Si può dire che il parlare di una bellezza urbana si lega a una de– oggettivazione della rappresentazione delle città, che sembra avere sempre più bisogno da un lato di una dimensione di racconto, dall'altro di presentarsi come terreno di interazioni, inclusa quella con colui/colei che ne fanno esperienza. Anche l'uso della macchina fotografica rispecchia questo cambiamento: si è passati dal prevalente collezionare immagini di luoghi memorabili alla tendenza a privilegiare il punto di vista e la testimonianza fino al recente trionfo della soggettivazione per eccellenza dei luoghi, il selfie in cui l'oggetto si integra direttamente con l'autore. Questo passaggio potrà essere meglio chiarito da un confronto, che vi proporrò rapidamente perché già ne ho parlato altre volte, tra i diversi modelli di guide turistiche. 2. Le guide turistiche e le rappresentazioni della città

La guida turistica classica che, a partire dall'invenzione del Baedeker negli anni '30 dell'Ottocento, ha fatto benissimo il suo mestiere e continua a farlo ancora adesso, fa di ogni luogo (che sia uno stato, una regione o appunto una città) un libro, per suddividerlo poi in tanti capitoli, fatti di singole località o di percorsi che le uniscono, o all'interno di una città di singoli “itinerari”: in questo modo da un lato si propone una sequenza predefinita della visita dall'altro si stabilisce una perfetta corrispondenza tra lo strumento– libro e il suo oggetto. Così, se si prende la guida di Torino del Touring Club, si trova Torino letteralmente “srotolata” lungo le sue pagine come una serie di luoghi che potete incontrare e visitare. Per esempio, se si percorre via Po in un itinerario da piazza Castello verso il fiume, la guida indica che sulla sinistra si trova il Rettorato dell'Università, poi il palazzo degli stemmi e così via. Ugualmente, se entrate in un

museo, indicherà la prima sala a sua volta suddivisa per le pareti e in ogni parete per i singoli quadri, poi la seconda, la terza, eccetera. La città viene fatta parlare attraverso i suoi contenuti, contenuti prima di tutto da vedere. Tradizionalmente in queste guide altri aspetti sensoriali a cominciare dal gusto erano staccate dal resto e avevano uno spazio limitato, che si presentava sotto la forma di consigli di servizio distinti dalla visita vera e propria. Di recente questa componente è stata maggiormente sviluppata anche se resta separata; e questo è avvenuto anche sotto la spinta della concorrenza.

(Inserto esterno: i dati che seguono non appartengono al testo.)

PR #933, opened 2022-01-04
[loki-distributed] Rename containers to fix some dashboard panels from loki-mixin

DaveOHenry:
All containers are currently named "loki". This causes problems when one wants to use the loki-mixin dashboards: Some panels (CPU, memory) do not show any data, because the underlying queries use container names like "querier", "ingester" and so on.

Vediamo ora, appunto, la concorrenza cioè le guide di nuova generazione: il cui debutto, per schematizzare, possiamo collocare in Australia già negli anni '70 con le Lonely Planet anche se poi a queste è seguita una serie di guide diverse, in parte differenti tra loro, ma con alcune somiglianze di fondo. In queste guide le città non vengono presentate come sequenze di contenuti visivi, ma come insiemi e

sottoinsiemi di percezioni e di possibili esperienze. La componente

narrativa assume un rilievo paragonabile, a tratti superiore, rispetto a quella descrittiva. Una guida di Torino che segue questo stile prenderà le mosse dall'atmosfera di Torino, magari spiegando che sembra una città noiosa a prima vista, ma non lo è, perché con i suoi caffè e con il cibo buono ed il vino buoni (notate l'insistenza fortissima sul sensoriale) può ispirare una serie di visite e di piaceri anche personalizzati. Queste guide fra l'altro, non prescrivono un itinerario, invitano al contrario, il turista a trovare le proprie strade a partire dalle sue personale curiosità, limitandosi a fornire una serie di possibili porte di accesso: così troviamo la Torino dei vermut, quella dei gay, quella dei club degli scacchi, e così via. Si passa così da una rappresentazione fortemente oggettivante delle città a una in cui è decisiva la dimensione soggettiva e esperienziale. E narrativa: raccontando forniscono degli elementi sulla base dei quali ciascuno costruirà il proprio, personale, racconto.